Security exceptions for OutSystems Mobile App by 3rd Party

Security exceptions for OutSystems Mobile App by 3rd Party

  

Hello Everyone,

I did a security analysis for a mobile app that I created using outsystems and I have received the following vulnerability report, would like to understand how this could be fixed (personal environment, OS 10)

1. Set debuggable flag in Andrid Manifest to be set to false

2. App uses insecure Random Number Generator

3. How do I stop all forms of logging - Debug logs, verbose logs etc

4. [MOST IMPORTANT] A hack was attempted to change data as it is being passed between objects using proxy tools (Like BurpSuite) and this was successful - how can I ensure that every retrieval or update has an authorization check (IDOR Vulnarability)


Any help would be appreciated. 

Greetings,

There are only a few points I can answer:

1. An app generated in Release mode would not be debug enabled. That's something you configure in the Native Platforms tab of your application, in Service Center or Service Studio.

3. I think there are a few SILK and Forge Mobile components where console logs were created during development and left there.

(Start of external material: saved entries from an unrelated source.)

PR #5909, opened 2017-06-22
Prioritize accounts over address book

maciejhirsz:
If a user creates an entry in the address book, and later tries to import an account that produces the same address, the account never shows up in the UI, no error is presented.

The account actually does get created, but since `parity_allAccountsInfo` returns a map, and the map is constructed such that the address book can overshadow actual accounts. This is a not-so-elegant solution that guarantees that accounts always take precedence over address book.

Also replaced `BTreeMap<String, String>` with a dedicated struct.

For those I think you'd have to find and remove the code. I can't be certain here, but I don't think there is any debug logging being done by platform code.

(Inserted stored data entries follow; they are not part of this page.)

PR #5917, opened 2017-06-23
TransactionQueue improvements

tomusdrw:
3 important transaction queue and propagation improvements:
- [x] Instead of prioritizing transactions with low hashes prioritize the ones that were first seen.
- [x] Require a minimal gas price increase to prevent network stress.
- [x] Prevent constructing oversized packets with transactions


sync/src/chain.rs
```diff
@@ -2059,15 +2061,33 @@ impl ChainSync {
...
-							packet.append(&tx.transaction);
-							// update stats
-							let id = io.peer_session_info(peer_id).and_then(|info| info.id);
-							stats.propagated(tx.transaction.hash(), id, block_number);
+
+					let mut to_send = to_send;
+					let mut packet;
+					loop {
+						// Construct RLP
+						packet = RlpStream::new_list(to_send.len());
```
rphmeier: rather than halving the amount of propagated every time, I think we have a `RlpStream::new_list_unbounded` or similar that's used in snapshot creation. Then we can always fit as many as possible into the packet.

rphmeier:
Other than packet construction grumble, LGTM

sync/src/chain.rs
tomusdrw: Thanks! Addressed. The only issue I have is that it incurs (small) additional overhead when constructing all packages, whereas the previous approach was only more expensive when the limit is actually reached.

arkpar:
needs a merge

4. From what I read, this vulnerability is caused by the developer and it is entirely dependant on business logic. General security principles apply here: apps should not retrieve data beyond that to which the authenticated user has access, since a user can easily look into the contents of their local storage. When an app tries to get, create or update data, the server must validate all of it against the user's permissions on the server-side, and this goes beyond checking if their role grants them access to a certain screen; code has to be developed explicitly to ensure that a user can't access objects he should not be able to.

Hi Tanveer,

Code analysis tools are great, but you need to know how to use them.

The reports really tell you that "MAYBE the application has this vulnerability". But this is only the starting point. To do a proper analysis of the security of the code, you have to go deeper, e.g. analyzing the code itself.

As an example of this, I have seen the warning about insecure random number generation in OutSystems mobile apps. When you look at the code, you see that this "insecure random number generation" is detected in code that manipulates elements around the screen. 

So, yes it would be "insecure random number generation" if this code was in any way related to encryption. Since it is not the case, this becomes just one more warning that shows the limits of this kind of tools.

Again, the tools are extremely helpful. But you need to know how to use them.